Exercise details
The entries are given below. Output each one unchanged.

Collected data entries

PR #2312, opened 2026-06-12
refactor: migrate friend request update logic to direct API call via …

Hachi-R:
yobwoc robas


chubbygrannychaser (approved):
LGTM. Code looks good; note that the branch currently has merge conflicts with main that need to be resolved before it can merge.

PR #2313, opened 2026-06-12
refactor: single reply button on parent review in vote line

Moyasee:
Move the reply action so it always sits inline with the upvote/downvote buttons on the parent review and no longer jumps down to the hide-replies row once replies load. Drop the duplicate reply button from the thread actions and remove the reply button from child replies.

**Fill in the PR content:**


chubbygrannychaser (approved):
LGTM

PR #2323, opened 2026-06-13
[fix] sidebar-section__header: improve interaction area

Wiwok:

**Fill in the PR content:**
This fixes the sidebar header button interaction area, allowing categories to be expanded and collapsed by clicking the entire header, not just the text inside it.


src/renderer/src/pages/game-details/sidebar-section/sidebar-section.tsx
```diff
@@ -30,32 +29,32 @@ export function SidebarSection({
...
             className={`sidebar-section__chevron ${
               isOpen ? "sidebar-section__chevron--open" : ""
             }`}
           />
           <span>{title}</span>
-        </button>
+        </span>
 
         {subtitle && subtitleHref && (
           <a
```
chubbygrannychaser, line 50: This `<a>` is now nested inside the outer `<button>`, which is invalid HTML because interactive content cannot be a descendant of a button. `stopPropagation()` prevents the mouse click from toggling, but it does not fix the invalid DOM/accessibility semantics and can still cause browser/React nesting warnings or odd keyboard behavior when `subtitleHref` is used. Please keep the link as a sibling of the toggle button (or make only the non-link header area a button) instead of nesting it inside the button.

chubbygrannychaser (changes requested):
Found one component regression in the latest update: the subtitle link is now rendered inside a native button, which creates invalid nested interactive markup. The wider header click target is good, but the link needs to remain outside the button/toggle control.

src/renderer/src/pages/game-details/sidebar-section/sidebar-section.tsx
Wiwok: Fixed it!

I couldn't find any place where `subtitle` is currently used, so I wasn't entirely sure how it was expected to look. I've kept the behavior/styling the same as before for now.

chubbygrannychaser (approved):
LGTM

PR #2332, opened 2026-06-15
feat: support more linux executable extensions in file pickers

Moyasee:

**Fill in the PR content:**
Add Linux-specific filters to the custom game modal and the game-details executable picker. On Linux, offer AppImage, sh, x86_64, x86, run and bin, plus an All files fallback so extensionless ELF binaries and odd-case names stay selectable. Windows and macOS filters are unchanged.


src/renderer/src/context/game-details/game-details.context.tsx
```diff
@@ -414,16 +414,27 @@ export function GameDetailsContextProvider({
   const selectGameExecutable = async () => {
     const downloadsPath = await getDownloadsPath();
 
+    const filters =
+      window.electron.platform === "linux"
+        ? [
+            {
+              name: "Game executable",
```
chubbygrannychaser: This label is user-facing and is shown in the native file picker, but it is hardcoded in English. Please add/use a translation key here (and for the non-Linux executable filter below) instead of `"Game executable"`, matching the repo i18n rule.

chubbygrannychaser (changes requested):
Found one i18n issue in the file picker labels.

Moyasee:
@greptile review pls

Moyasee:
@greptile review again

Moyasee:
@greptile review again

src/main/events/library/close-game.ts
```diff
@@ -28,17 +30,45 @@ const closeGame = async (
...
+  const targetPaths =
+    game.executablePath && !isWindowsBatchFile(game.executablePath)
+      ? [game.executablePath, ...trackingPaths]
+      : trackingPaths;
+
+  const gameProcesses = processes.filter((runningProcess) => {
+    const matchesTargetPath = targetPaths.some((targetPath) => {
+      if (process.platform === "linux") {
+        return (
+          runningProcess.name === targetPath.split("/").at(-1) ||
```
chubbygrannychaser: This basename-only match is now used inside `filter()` and also applies to every tracking path, so closing one game can kill every running process with the same filename. That is risky for common Linux launchers like `run.sh`, `start.sh`, `Game.AppImage`, or helper tracking executables that may exist in unrelated directories. Please require path-qualified evidence here (`exe === targetPath`, `APPIMAGE === targetPath`, or a cwd/dirname match with the same kind of guard used by `processReferencesExecutable`) before adding the process to the kill list.

src/main/helpers/launch-game.ts
```diff
@@ -44,13 +66,41 @@ const launchNatively = (
...
+        },
+      }
+    );
+
+    processRef.unref();
+
+    return processRef.pid ?? null;
   }
 
   const processRef = spawn(
```
chubbygrannychaser, line 110: With this PR Linux native launches now go through `spawn()` for `.sh`, `.run`, `.bin`, AppImages, wrapper commands, etc., but the returned ChildProcess has no `error` listener. If the selected file has a bad shebang, missing interpreter, wrong architecture, or cannot be executed, Node emits an unhandled `error` event in the main process, which can crash Hydra instead of showing a launch failure. Please attach an `error` listener before `unref()` (ideally resolve from `spawn`/`error` and only store the pid after `spawn`).

chubbygrannychaser (changes requested):
Found two remaining Linux launch/close regressions that should be tightened before merge.

chubbygrannychaser (approved):
LGTM. The previous close-game basename matching and spawn error-listener issues look fixed, SonarCloud quality gate is green now, and local node/web typechecks pass.

PR #2333, opened 2026-06-15
feat: support .cso disc images and fix PS1 disc serial extraction

Moyasee:

**Fill in the PR content:**
Add a CISO v1 reader (cso-reader + cso-decode) and route .cso through SKU extraction in extract-disc-sku, so compressed PS2 images get matched to metadata on import. Malformed or unsupported (v2/ZSO) files fail cleanly and land in the unmatched list.

Fix the disc serial regex that only matched the PS2 3-2 digit split; widen it to also handle the PS1 2-3 split (e.g. SLUS_01.569 -> SLUS-01569) so PS1 CHD, bin, iso and cso images match. Move the scan into a sku-scan helper shared by the chd and cso paths.


chubbygrannychaser (approved):
LGTM

PR #2344, opened 2026-06-16
fix(download): wait for file handles release in python_rpc and download manager

TeALO36:
Addresses extraction race conditions:
- Fixed python_rpc/main.py import issue (re-added import time).
- Replaced magic delay/setTimeout in download-manager.ts with robust EBUSY retry/polling logic to wait for file handles to be released.


Hachi-R (changes requested):
thanks for the pr.

the file handle retry before extraction makes sense to me, but the force_recheck part seems unrelated to this fix and does not seem to be used by this flow.

could you please remove the force_recheck changes from this pr and keep this focused only on the extraction/file handle issue?

also, please move the retry count/delay to named constants and extract the retry logic to a helper function, since sonar is reporting the download completion function as too complex after these changes.

Moyasee:
Can you please fix the merge conflicts, address the findings from Greptile, and fix the Sonar findings? Greptile is at 3/5 with 3 open comments and Sonar reports 1 new issue.

Hachi-R:
Closing this because the branch history is no longer compatible with the current `main`. GitHub reports this PR as `DIRTY`/`CONFLICTING` and shows 4,774 commits across 1,117 files, so the intended change can no longer be reviewed safely. Feel free to reopen this PR after rebuilding the branch or cherry-picking the intended commits onto the current `main`.

PR #2345, opened 2026-06-16
feat(library): implement game integrity verification hook

TeALO36:
Implements the game integrity verification hook:
- Created use-verify-game-integrity.ts hook.
- Removed hardcoded French user-facing strings and migrated them to proper i18n English-first locale keys.
- Updated src/locales/en/translation.json with missing keys.


Hachi-R:
thanks for the pr.

the feature is presented as verify integrity / repair, but currently it only seems to do a real recheck for torrents. for other downloaders, it only checks if the executable exists, which is not really an integrity verification.

i think this needs a more complete implementation before exposing it in the library, so i'll close this pr for now.

PR #2346, opened 2026-06-16
refactor(auto-detect-executable): simplify scoring logic and handle setups

TeALO36:
Improves executable auto-detection:
- Simplified the scoring logic for game executables (removed length-based heuristic).
- Explicitly leaves setup.exe unbound to avoid incorrect auto-bindings.


Hachi-R:
thanks for the pr.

Written answer
PR #2312, opened 2026-06-12
refactor: migrate friend request update logic to direct API call via …

Hachi-R:
yobwoc robas


chubbygrannychaser (approved):
LGTM. Code looks good; note that the branch currently has merge conflicts with main that need to be resolved before it can merge.

PR #2313, opened 2026-06-12
refactor: single reply button on parent review in vote line

Moyasee:
Move the reply action so it always sits inline with the upvote/downvote buttons on the parent review and no longer jumps down to the hide-replies row once replies load. Drop the duplicate reply button from the thread actions and remove the reply button from child replies.

**Fill in the PR content:**


chubbygrannychaser (approved):
LGTM

PR #2323, opened 2026-06-13
[fix] sidebar-section__header: improve interaction area

Wiwok:

**Fill in the PR content:**
This fixes the sidebar header button interaction area, allowing categories to be expanded and collapsed by clicking the entire header, not just the text inside it.


src/renderer/src/pages/game-details/sidebar-section/sidebar-section.tsx
```diff
@@ -30,32 +29,32 @@ export function SidebarSection({
...
             className={`sidebar-section__chevron ${
               isOpen ? "sidebar-section__chevron--open" : ""
             }`}
           />
           <span>{title}</span>
-        </button>
+        </span>
 
         {subtitle && subtitleHref && (
           <a
```
chubbygrannychaser, line 50: This `<a>` is now nested inside the outer `<button>`, which is invalid HTML because interactive content cannot be a descendant of a button. `stopPropagation()` prevents the mouse click from toggling, but it does not fix the invalid DOM/accessibility semantics and can still cause browser/React nesting warnings or odd keyboard behavior when `subtitleHref` is used. Please keep the link as a sibling of the toggle button (or make only the non-link header area a button) instead of nesting it inside the button.

chubbygrannychaser (changes requested):
Found one component regression in the latest update: the subtitle link is now rendered inside a native button, which creates invalid nested interactive markup. The wider header click target is good, but the link needs to remain outside the button/toggle control.

src/renderer/src/pages/game-details/sidebar-section/sidebar-section.tsx
Wiwok: Fixed it!

I couldn't find any place where `subtitle` is currently used, so I wasn't entirely sure how it was expected to look. I've kept the behavior/styling the same as before for now.

chubbygrannychaser (approved):
LGTM

PR #2332, opened 2026-06-15
feat: support more linux executable extensions in file pickers

Moyasee:

**Fill in the PR content:**
Add Linux-specific filters to the custom game modal and the game-details executable picker. On Linux, offer AppImage, sh, x86_64, x86, run and bin, plus an All files fallback so extensionless ELF binaries and odd-case names stay selectable. Windows and macOS filters are unchanged.


src/renderer/src/context/game-details/game-details.context.tsx
```diff
@@ -414,16 +414,27 @@ export function GameDetailsContextProvider({
   const selectGameExecutable = async () => {
     const downloadsPath = await getDownloadsPath();
 
+    const filters =
+      window.electron.platform === "linux"
+        ? [
+            {
+              name: "Game executable",
```
chubbygrannychaser: This label is user-facing and is shown in the native file picker, but it is hardcoded in English. Please add/use a translation key here (and for the non-Linux executable filter below) instead of `"Game executable"`, matching the repo i18n rule.

chubbygrannychaser (changes requested):
Found one i18n issue in the file picker labels.

Moyasee:
@greptile review pls

Moyasee:
@greptile review again

Moyasee:
@greptile review again

src/main/events/library/close-game.ts
```diff
@@ -28,17 +30,45 @@ const closeGame = async (
...
+  const targetPaths =
+    game.executablePath && !isWindowsBatchFile(game.executablePath)
+      ? [game.executablePath, ...trackingPaths]
+      : trackingPaths;
+
+  const gameProcesses = processes.filter((runningProcess) => {
+    const matchesTargetPath = targetPaths.some((targetPath) => {
+      if (process.platform === "linux") {
+        return (
+          runningProcess.name === targetPath.split("/").at(-1) ||
```
chubbygrannychaser: This basename-only match is now used inside `filter()` and also applies to every tracking path, so closing one game can kill every running process with the same filename. That is risky for common Linux launchers like `run.sh`, `start.sh`, `Game.AppImage`, or helper tracking executables that may exist in unrelated directories. Please require path-qualified evidence here (`exe === targetPath`, `APPIMAGE === targetPath`, or a cwd/dirname match with the same kind of guard used by `processReferencesExecutable`) before adding the process to the kill list.

src/main/helpers/launch-game.ts
```diff
@@ -44,13 +66,41 @@ const launchNatively = (
...
+        },
+      }
+    );
+
+    processRef.unref();
+
+    return processRef.pid ?? null;
   }
 
   const processRef = spawn(
```
chubbygrannychaser, line 110: With this PR Linux native launches now go through `spawn()` for `.sh`, `.run`, `.bin`, AppImages, wrapper commands, etc., but the returned ChildProcess has no `error` listener. If the selected file has a bad shebang, missing interpreter, wrong architecture, or cannot be executed, Node emits an unhandled `error` event in the main process, which can crash Hydra instead of showing a launch failure. Please attach an `error` listener before `unref()` (ideally resolve from `spawn`/`error` and only store the pid after `spawn`).

chubbygrannychaser (changes requested):
Found two remaining Linux launch/close regressions that should be tightened before merge.

chubbygrannychaser (approved):
LGTM. The previous close-game basename matching and spawn error-listener issues look fixed, SonarCloud quality gate is green now, and local node/web typechecks pass.

PR #2333, opened 2026-06-15
feat: support .cso disc images and fix PS1 disc serial extraction

Moyasee:

**Fill in the PR content:**
Add a CISO v1 reader (cso-reader + cso-decode) and route .cso through SKU extraction in extract-disc-sku, so compressed PS2 images get matched to metadata on import. Malformed or unsupported (v2/ZSO) files fail cleanly and land in the unmatched list.

Fix the disc serial regex that only matched the PS2 3-2 digit split; widen it to also handle the PS1 2-3 split (e.g. SLUS_01.569 -> SLUS-01569) so PS1 CHD, bin, iso and cso images match. Move the scan into a sku-scan helper shared by the chd and cso paths.


chubbygrannychaser (approved):
LGTM

PR #2344, opened 2026-06-16
fix(download): wait for file handles release in python_rpc and download manager

TeALO36:
Addresses extraction race conditions:
- Fixed python_rpc/main.py import issue (re-added import time).
- Replaced magic delay/setTimeout in download-manager.ts with robust EBUSY retry/polling logic to wait for file handles to be released.


Hachi-R (changes requested):
thanks for the pr.

the file handle retry before extraction makes sense to me, but the force_recheck part seems unrelated to this fix and does not seem to be used by this flow.

could you please remove the force_recheck changes from this pr and keep this focused only on the extraction/file handle issue?

also, please move the retry count/delay to named constants and extract the retry logic to a helper function, since sonar is reporting the download completion function as too complex after these changes.

Moyasee:
Can you please fix the merge conflicts, address the findings from Greptile, and fix the Sonar findings? Greptile is at 3/5 with 3 open comments and Sonar reports 1 new issue.

Hachi-R:
Closing this because the branch history is no longer compatible with the current `main`. GitHub reports this PR as `DIRTY`/`CONFLICTING` and shows 4,774 commits across 1,117 files, so the intended change can no longer be reviewed safely. Feel free to reopen this PR after rebuilding the branch or cherry-picking the intended commits onto the current `main`.

PR #2345, opened 2026-06-16
feat(library): implement game integrity verification hook

TeALO36:
Implements the game integrity verification hook:
- Created use-verify-game-integrity.ts hook.
- Removed hardcoded French user-facing strings and migrated them to proper i18n English-first locale keys.
- Updated src/locales/en/translation.json with missing keys.


Hachi-R:
thanks for the pr.

the feature is presented as verify integrity / repair, but currently it only seems to do a real recheck for torrents. for other downloaders, it only checks if the executable exists, which is not really an integrity verification.

i think this needs a more complete implementation before exposing it in the library, so i'll close this pr for now.

PR #2346, opened 2026-06-16
refactor(auto-detect-executable): simplify scoring logic and handle setups

TeALO36:
Improves executable auto-detection:
- Simplified the scoring logic for game executables (removed length-based heuristic).
- Explicitly leaves setup.exe unbound to avoid incorrect auto-bindings.


Hachi-R:
thanks for the pr.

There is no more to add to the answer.